Soon night will fall

Bonnet

As we get older in this country, it is no longer rare to see pictures and advertisements of centenarians. Most of these “lucky ones” are women. But is life after 95 actually something to strive for? Of course, it all depends on how you feel and how you accept it.

Elaine Eka Bringa does her best to dispel the myth that those who grow old are particularly lucky people. in Soon night will fallher first novel, we get an insight into the world of a woman's life in the last two weeks before celebrating the big day.

Gunhild scratches her head, but life seems to have little to cheer about. Her longing is not for several days at all, but for the last and final night. “Death brings me back, but it goes slowly. Unlike the others here, it ate me from the bottom up, as if it were cutting me into small pieces with a knife and fork.”

“In the middle of reading, I began to miss more of what could give a lift in all this gloom.”

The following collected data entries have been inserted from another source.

PR #398, opened 2018-04-18
Add shx and update npm scripts to allow building on Windows

wmaurer:
`rm -rf` doesn't work on windows, so this PR adds [shx](https://www.npmjs.com/package/shx) as a dev dependency and uses it in the `clean` and `docs` npm scripts.

### DIFF
--- a/package-lock.json
+++ b/package-lock.json
@@ -274,6 +274,12 @@
         "is-arrayish": "0.2.1"
       }
     },
+    "es6-object-assign": {
+      "version": "1.1.0",
+      "resolved": "https://registry.npmjs.org/es6-object-assign/-/es6-object-assign-1.1.0.tgz",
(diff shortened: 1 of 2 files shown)


gcanti:
Thanks @wmaurer, I didn't know of `shx`, what about the "standard" `rimraf` instead?

wmaurer:
@gcanti `rimraf` would also work for the `rm -rf` problem.
I personally use the more "modern" `shx` because it's more flexible - it can also do `cp` and `mv`, which might be useful in the future.
If you would prefer to use `rimraf` then I'll change it.

gcanti:
> If you would prefer to use rimraf then I'll change it

Yes please, looks like a lightweight solution. We might add shx later (if we'll ever need it)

The book is full of such apt formulas that it makes the reading experience powerful and enjoyable, even though the story is one of the most tragic things I've read in a long time. There's also plenty of black humor here, as in a scene in which Gunhild asks a nursing home visitor how the person in question deals with active euthanasia, and he laughs uncertainly in response – and immediately adds that he didn't mean it in theory at all. Launch.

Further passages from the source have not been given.